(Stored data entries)
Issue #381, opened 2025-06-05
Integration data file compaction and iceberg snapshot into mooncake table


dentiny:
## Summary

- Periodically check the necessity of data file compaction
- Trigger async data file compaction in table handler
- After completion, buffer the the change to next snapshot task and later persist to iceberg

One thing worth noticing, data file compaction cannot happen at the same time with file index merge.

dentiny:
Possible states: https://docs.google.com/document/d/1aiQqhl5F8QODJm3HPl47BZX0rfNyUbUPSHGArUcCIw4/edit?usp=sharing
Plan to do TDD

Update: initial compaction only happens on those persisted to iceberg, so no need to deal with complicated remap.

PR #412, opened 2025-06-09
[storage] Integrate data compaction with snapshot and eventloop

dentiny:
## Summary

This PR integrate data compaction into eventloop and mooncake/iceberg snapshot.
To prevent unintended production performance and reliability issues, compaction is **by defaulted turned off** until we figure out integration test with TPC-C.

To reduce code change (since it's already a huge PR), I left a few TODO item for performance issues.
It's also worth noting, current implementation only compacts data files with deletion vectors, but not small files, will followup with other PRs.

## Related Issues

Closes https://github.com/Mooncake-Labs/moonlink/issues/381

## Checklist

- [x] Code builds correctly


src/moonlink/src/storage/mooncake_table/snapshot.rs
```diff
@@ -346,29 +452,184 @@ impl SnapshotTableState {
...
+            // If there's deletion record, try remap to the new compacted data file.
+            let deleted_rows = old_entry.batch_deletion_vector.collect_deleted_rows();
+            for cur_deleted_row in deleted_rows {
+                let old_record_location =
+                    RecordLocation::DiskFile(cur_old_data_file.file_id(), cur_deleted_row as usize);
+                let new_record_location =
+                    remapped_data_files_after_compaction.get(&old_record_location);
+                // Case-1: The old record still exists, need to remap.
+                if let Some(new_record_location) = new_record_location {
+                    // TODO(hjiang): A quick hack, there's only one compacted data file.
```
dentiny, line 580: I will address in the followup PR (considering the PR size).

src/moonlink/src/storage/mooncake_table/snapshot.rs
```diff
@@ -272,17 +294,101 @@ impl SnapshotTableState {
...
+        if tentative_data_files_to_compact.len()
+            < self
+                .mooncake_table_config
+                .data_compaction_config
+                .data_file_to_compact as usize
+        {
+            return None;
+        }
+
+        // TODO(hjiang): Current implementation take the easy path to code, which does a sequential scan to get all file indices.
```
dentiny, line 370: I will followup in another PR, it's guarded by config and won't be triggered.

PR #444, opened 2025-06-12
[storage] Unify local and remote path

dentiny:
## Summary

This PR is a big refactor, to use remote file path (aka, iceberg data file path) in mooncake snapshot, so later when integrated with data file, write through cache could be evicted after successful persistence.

--

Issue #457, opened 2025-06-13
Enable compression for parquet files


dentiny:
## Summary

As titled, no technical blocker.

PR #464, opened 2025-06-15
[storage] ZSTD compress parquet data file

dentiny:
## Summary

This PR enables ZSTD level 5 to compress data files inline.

## About this task
All lines in the preceding records that hold the word "implementation" need to be copied.

## Solution to this task
It's also worth noting, current implementation only compacts data files with deletion vectors, but not small files, will followup with other PRs.
+        // TODO(hjiang): Current implementation take the easy path to code, which does a sequential scan to get all file indices.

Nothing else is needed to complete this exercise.